A review by frasersimons
Accelerando by Charles Stross

adventurous challenging dark medium-paced
  • Plot- or character-driven? Plot
  • Strong character development? No
  • Loveable characters? No
  • Diverse cast of characters? Yes
  • Flaws of characters a main focus? Yes

3.0

It’s nice to finally get to a post-cyberpunk staple. Though, the “post” gets a lot of confusion for this sub genre particularly. There are works that are a reaction to cyberpunk, being post in the literary sense, and then there are people who mean post as in simply after cyberpunk because it “died”. I don’t think genre can die. People contribute to it, so it’s alive. This is decidedly just after the main movement, and in a technological age where the technology that was supposition has been fleshed out by virtue of time and advancement. 

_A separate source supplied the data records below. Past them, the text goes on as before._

PR #205, opened 2020-06-08
welcome :string schema

ikitommi:
```clj
(m/validate :string "")
; => true

(m/validate [:string {:min 1}] "")
; => false

(json-schema/transform [:string {:min 1, :max 4}])
; => {:type "string", :minLength 1, :maxLenght 4}

(mg/sample [:string {:min 1, :max 4}])
; => ("RMmR" "5" "oL" "G7" "ENo" "cAh" "iOb" "jG" "l8" "kuo")

(-> [:map
     [:a :string]
     [:b [:string {:min 1}]]
     [:c [:string {:max 4}]]
     [:d [:string {:min 1, :max 4}]]]
    (m/explain
      {:a 123
       :b ""
       :c "invalid"
       :d ""})
    (me/humanize))
;{:a ["should be string"],
; :b ["should be at least 1 characters"],
; :c ["should be at most 4 characters"],
; :d ["should be between 1 and 4 characters"]}
```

This also reads as something decidedly different, but keeps the high tech low life aspects. It is technical heavy, bordering on hard scifi. Personally, I think of hard scifi as having the technology and plot be something plausible and possible. I suppose you could say post singularity humanity Could end up here, but it is Snow Crashian in its bombastic wildness that it doesn’t seem so, to me. Sentient crustaceans being the kicker, the characters and plot beats are more fun than anything. A theme comes together throughout too, but it all feels beside the point, really, with the main goal shoving in the ideas to a workable plot that barely engages (Neal Stephenson, that you? {especially Anathem}). 

I tend to like scifi that interrogates the human condition in a relatable way I can ruminate, possibly internalize. This is not that either. It’s a wild romp that had me questioning the purpose of what was happening more often than thinking about the ramifications of upgrading pets (or their agency), and when it was all done, I just sort of shrugged and said to myself, well that happened.